"Herhaaldelijk is voorgekomen dat in de Rotterdamse en Amsterdamse haven op een vergadering van honderden mensen de voorstellen van de bestuurders niet werden overgenomen. De bestuurders zeiden dan dat er een referendum moest worden gehouden, omdat zij die er niet waren het waarschijnlijk met de bestuurders eens zouden zijn. En bij een referendum, zo werd gezegd, kunnen vader en moeder thuis rustig overleggen, zonder druk van anderen, of ze wel of niet akkoord gaan met de voorstellen van de vrijgestelde bestuurders.

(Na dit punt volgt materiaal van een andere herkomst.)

PR #807, opened 2024-07-24
feat: add brevitas channel-wise support

fd0r:


src/concrete/ml/onnx/convert.py
```diff
@@ -142,9 +146,14 @@ def get_equivalent_numpy_forward_from_torch(
...
+    else:
+        dummy_input = tuple(elt.to("cpu") for elt in dummy_input)
+
     # Export to ONNX
     torch.onnx.export(
-        torch_module,
+        torch_module.to("cpu"),
         dummy_input,
         str(output_onnx_file_path),
         opset_version=OPSET_VERSION_FOR_ONNX_EXPORT,
```
fd0r, line 159: We need the module and the inputs to be on CPU for the exporter to work properly

src/concrete/ml/pytest/torch_models.py
```diff
@@ -1600,3 +1609,176 @@ def forward(self, x):  # pylint: disable-next=no-self-use
             Tuple[torch.Tensor. torch.Tensor]: Outputs of the network.
         """
         return x, x.unsqueeze(0)
+
+
+# pylint: disable-next=too-many-ancestors
+class CommonIntWeightPerChannelQuant(Int8WeightPerTensorFloat):
+    """CommonIntWeightPerChannelQuant."""
+
+    scaling_per_output_channel = True
```
fd0r, line 1618: The per-channel quantizer from Brevitas

src/concrete/ml/pytest/torch_models.py
```diff
@@ -1600,3 +1609,176 @@ def forward(self, x):  # pylint: disable-next=no-self-use
...
+            bias=True,
+            input_bit_width=act_bit_width,
+            input_quant=CommonUintActQuant,
+            weight_accumulator_bit_width=acc_bit_width,
+            weight_bit_width=weight_bit_width,
+            weight_restrict_scaling_type=RestrictValueType.LOG_FP,
+            weight_quant=weight_quant,
+        )
+
+        self.apply(weight_init)
```
fd0r, line 1784: A LeNet provided by a user

src/concrete/ml/quantization/quantized_ops.py
```diff
@@ -420,7 +421,14 @@ def copy_function(x):
         # Note that here we do not rescale to the output_scale and we do not add a zero-point
         # Any following Gemm/MatMul/Conv layers will do the rescaling (during re-quantization)
         # by calling _prepare_inputs_with_constants(...quantize_real_values=True)
-        m_matmul = q_input1.quantizer.scale * q_input2.quantizer.scale
+        m_matmul: npt.NDArray[numpy.float64]
+        if q_input2.quantizer.scale.shape == tuple():
+            m_matmul = q_input1.quantizer.scale * q_input2.quantizer.scale
+        else:
+            # TODO: add assert on shapes
```
jfrery, line 428: TODO to remove or convert in fixme

jfrery (changes requested):
Thanks a lot for tackling this.

My main comment is: How do we make sure per channel quantization is indeed activated and used in concrete-ml?

Currently we only test that a per channel brevitas quantization can be compiled in CML but are we sure we use all the scales properly?

I am thinking, maybe have a simple model with a single conv and make sure that the number of scales == number of channel?

src/concrete/ml/quantization/base_quantized_op.py
```diff
@@ -913,7 +915,7 @@ def can_fuse(self) -> bool:
     def make_output_quant_parameters(
         self,
         q_values: Union[numpy.ndarray, Any],
-        scale: numpy.float64,
+        scale: npt.NDArray[numpy.float64],
```
RomanBredehoft, line 918: is `npt` a common alias ? why not just put `numpy.ndarray` like usual ?

src/concrete/ml/quantization/quantized_ops.py
```diff
@@ -420,7 +421,14 @@ def copy_function(x):
         # Note that here we do not rescale to the output_scale and we do not add a zero-point
         # Any following Gemm/MatMul/Conv layers will do the rescaling (during re-quantization)
         # by calling _prepare_inputs_with_constants(...quantize_real_values=True)
-        m_matmul = q_input1.quantizer.scale * q_input2.quantizer.scale
+        m_matmul: npt.NDArray[numpy.float64]
+        if q_input2.quantizer.scale.shape == tuple():
```
RomanBredehoft, line 425: why this and not `isinstance(q_input2.quantizer.scale, numpy.float64)` ?

src/concrete/ml/quantization/quantized_ops.py
```diff
@@ -420,7 +421,14 @@ def copy_function(x):
...
+            m_matmul = q_input1.quantizer.scale * q_input2.quantizer.scale
+        else:
+            # TODO: add assert on shapes
+            weight_quant_scale = numpy.transpose(q_input2.quantizer.scale, axes=(1, 0))
```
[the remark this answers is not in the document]
RomanBredehoft: agree, might be worth a comment if that's the case

src/concrete/ml/quantization/quantized_ops.py
```diff
@@ -953,7 +961,17 @@ def q_impl(
         # This is going to be compiled with a PBS (along with the following activation function)
         # Note that we don't re-quantize the output of the conv, this will be done by
         # any Gemm/Add/Conv layers that follow
-        m_matmul = q_input.quantizer.scale * q_weights.quantizer.scale
+        m_matmul: npt.NDArray[numpy.float64]
+        if q_weights.quantizer.scale.shape == tuple():
```
RomanBredehoft, line 965: same

src/concrete/ml/quantization/quantized_ops.py
```diff
@@ -953,7 +961,17 @@ def q_impl(
...
+            m_matmul = q_input.quantizer.scale * q_weights.quantizer.scale
+        else:
+            # TODO: add assert on shapes
+            weight_quant_scale = numpy.transpose(
+                q_weights.quantizer.scale,
+                axes=(1, 0, 2, 3),
```
RomanBredehoft, line 971: same

tests/torch/test_brevitas_qat.py
```diff
@@ -606,3 +611,20 @@ def test_brevitas_power_of_two(
...
+    with torch.no_grad():
+        batch_size = 3
+        image_size = 1, 32, 32
+        images = torch.rand((batch_size, *image_size))
+        out = model(images).detach().numpy()
+        quantized_module = compile_brevitas_qat_model(model, images, rounding_threshold_bits=6)
+        out_qm = quantized_module(images.detach().numpy())
+        mse = ((out - out_qm) ** 2).mean()
+        # Arbitrary threshold to check that the predictions are relatively similar
+        assert mse < 1e-4
```
RomanBredehoft, line 630: probably better to use our tools like `check_float_array_equal`, which can provide rtol or atol, or `check_r2_score` or similar 

if not, then probably better to make this mse check a fixture so that we can re-use it elsewhere and not forget about this arbitrary value here

src/concrete/ml/quantization/base_quantized_op.py
fd0r: I was `npt` in some document somewhere and that help keep the code succint.

There is no way as far as I'm aware to specify the dtype of the np array using only `np.ndarray` and thought it would be better to specify it here.

src/concrete/ml/quantization/quantized_ops.py
fd0r: same answer, the assert above (to be added) will catch any issue but it should always have this shape for conv2d.

I'll add some errors in the case of conv1d or conv3d

tests/torch/test_brevitas_qat.py
fd0r: yeah true `check_float_array_equal` would probably be better indeed. I'll change that.

src/concrete/ml/quantization/quantized_ops.py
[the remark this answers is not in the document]
RomanBredehoft: which assert ? 🤔

jfrery (dismissed):
Removing my request as I will be off for some time. Good luck with the PR!

src/concrete/ml/quantization/base_quantized_op.py
RomanBredehoft: got it thanks !

PR #832, opened 2024-08-06
Relax python version restrictions

jdmarsh:
I have a client/server setup where we use the via_mlir flag to save/load the circuit. When the server.zip is generated with a different python version to what the server is running, this python version restriction prevents us from continuing. As long as the concrete/concrete-ml versions are identical, I don't see why the python version should restrict us from loading the MLIR in server side (Or why it should apply as a restriction even when not using via_mlir?). I've made a change to relax the python version restriction server side for MLIR cases.

Please let me know if there is a good reason for this restriction to apply when sending an MLIR server.zip generated with a different python version. In that case I will find another way forward.

### DIFF
--- a/src/concrete/ml/deployment/fhe_client_server.py
+++ b/src/concrete/ml/deployment/fhe_client_server.py
@@ -64,6 +64,7 @@ def check_concrete_versions(zip_path: Path):
     """
 
     with zipfile.ZipFile(zip_path) as zip_file:
+        is_mlir = "circuit.mlir" in zip_file.namelist()
         with zip_file.open("versions.json", mode="r") as file:
             versions = json.load(file)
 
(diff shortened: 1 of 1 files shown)


bcm-at-zama:
Thanks, we'll have a look

andrei-stoian-zama (commented):
I think this looks like a good approach. @jfrery , @umut-sahin what do you think ?

umut-sahin (commented):
Looks good IMO.

andrei-stoian-zama:
I re-created this PR with my account to let the CI run: https://github.com/zama-ai/concrete-ml/pull/853

Closing this one

andrei-stoian-zama:
Big thanks to @jdmarsh for this contribution !

PR #837, opened 2024-08-13
chore: fix wheel steps in weekly tests

RomanBredehoft:
not sure why this issue (https://github.com/zama-ai/concrete-ml/actions/runs/10343073361/job/28626854301) didn't happen last time I tried locally, now it should really fix the weekly ci


kcelia (approved):
This piece of code looks familiar, it seems to me that it was deleted at some point

PR #838, opened 2024-08-13
chore: change save_and_clear_private_info to consider brevitas models

kcelia:
Close https://github.com/zama-ai/concrete-ml-internal/issues/4571

### DIFF
--- a/tests/torch/test_hybrid_converter.py
+++ b/tests/torch/test_hybrid_converter.py
@@ -214,6 +214,7 @@ def test_hybrid_brevitas_qat_model():
         # Check that files are there
         assert (temp_dir_path / "model.pth").exists()
 
+
 # Dependency 'huggingface-hub' raises a 'FutureWarning' from version 0.23.0 when calling the
 # 'from_pretrained' method
 @pytest.mark.filterwarnings("ignore::FutureWarning")
--- a/tests/torch/test_hybrid_converter.py
+++ b/tests/torch/test_hybrid_converter.py
@@ -205,6 +205,14 @@ def test_hybrid_brevitas_qat_model():
     hybrid_model = HybridFHEModel(model, module_names="sub_module")
     hybrid_model.compile_model(x=inputs)
 
+    with tempfile.TemporaryDirectory() as temp_dir:
+        temp_dir_path = Path(temp_dir)
+
+        # Get the temp directory path
+        hybrid_model.save_and_clear_private_info(temp_dir_path)
+
+        # Check that files are there
+        assert (temp_dir_path / "model.pth").exists()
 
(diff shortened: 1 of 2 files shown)


RomanBredehoft (changes requested):
thanks ! small typo in the commit though

tests/torch/test_hybrid_converter.py
```diff
@@ -205,6 +205,15 @@ def test_hybrid_brevitas_qat_model():
...
     hybrid_model.compile_model(x=inputs)
 
+    with tempfile.TemporaryDirectory() as temp_dir:
+        temp_dir_path = Path(temp_dir)
+
+        # Get the temp directory path
+        hybrid_model.save_and_clear_private_info(temp_dir_path)
+
+        # Check that files are there
+        assert (temp_dir_path / "model.pth").exists()
```
bcm-at-zama, line 215: is it sufficient? shouldn't we check it works / it's usable etc? like, loading and using after having saved

kcelia: It's the same check as the standard pytorch model.

RomanBredehoft (approved):

tests/torch/test_hybrid_converter.py
kcelia: As Roman mentioned, this method isn't very useful since we don't specify the remote layers and there's no load function.

It would be better to include this in a separate PR.

bcm-at-zama: - but if the method is not useful, why do we have it? and if there is no load, I am not sure I understand the idea here. 
- and "It's the same check as the standard pytorch model.": so do we test what happens in `save_and_clear_private_info`? if I remove the body of save_and_clear_private_info, ie change its behavior, will a test catch it? it's what we would expect

RomanBredehoft: yes I agree that removing it makes more sense for now (else, we should provide a way to load hybrid models but not even sure how relevant this would be)

kcelia: Roman suggested to delete it, but I believe that we can enhance this functionality.
I haven't worked much on the hybrid approach, so I prefer to wait for the others to weigh in. That way, we can decide together whether to enhance it or remove it.

kcelia: No, we don't check what's going inside the body, as we don't have a load function.

kcelia: I don't see the importance of this function or if it truly adds any value.

Let’s wait for the others to decide what to do with it.

bcm-at-zama: ok let's wait

PR #842, opened 2024-08-20
test: concrete simulation p error is working

rudy-6-4:


kcelia (approved):

kcelia:
Please ignore my earlier approval; I hadn't noticed that the tests are not yet complete.

kcelia:
make conformance issues; I'll fix it

kcelia:
In local, make pcc is clean. But here it shows: 
```tests/quantization/test_quantized_ops.py:592: error: Argument "q_input" to "quantized_op_results_are_equal" has incompatible type "Tuple[Any, Any]"; expected "Optional[ndarray[Any, Any]]"  [arg-type]
``` 
any idea @RomanBredehoft  ?

tests/quantization/test_quantized_ops.py
```diff
@@ -100,7 +100,7 @@
 def quantized_op_results_are_equal(
     quantized_op_1: QuantizedOp,
     quantized_op_2: QuantizedOp,
-    q_input: Optional[numpy.ndarray] = None,
+    q_input: Optional[numpy.ndarray] = None,  # type: ignore[arg-type]
```
bcm-at-zama, line 103: why did it change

Het regelen van vakbondszaken als de samenstelling van besturen en de besluitvorming over de cao-akkoorden per advertentie of referendum komt neer op verkrachting van de democratie. De mening van de leden, die niet zonder discussie op vergaderingen gevormd en tot gelding kan komen, wordt hiermee in feite buiten spel gezet. Het maakt de vakbeweging tot verlengstuk van politieke intriges en moet wel bijdragen tot een grotere vervreemding tussen de leiding van de vakbeweging en de massa van de leden in de bedrijven en tast de werfkracht van de vakbeweging onder de ongeorganiseerden aan.
Dit alles maakt duidelijk dat men het niet georganiseerd zijn niet alleen de ongeorganiseerden kan verwijten. Het ligt ook aan de toestand en het optreden in de vakbeweging zelf. Daarom is ook de strijd voor herstel van de democratie een hoofdvraagstuk in de vakbeweging. Iedereen die het goed meent met de vakbeweging is verplicht de strijd voor het herstel van de democratie te voeren. De toestand zoals die nu is doet afbreuk aan het gezag en het imago van de vakbeweging."
Fre Meis, 40 jaar actie. Uitgeverij Xeno, 1987.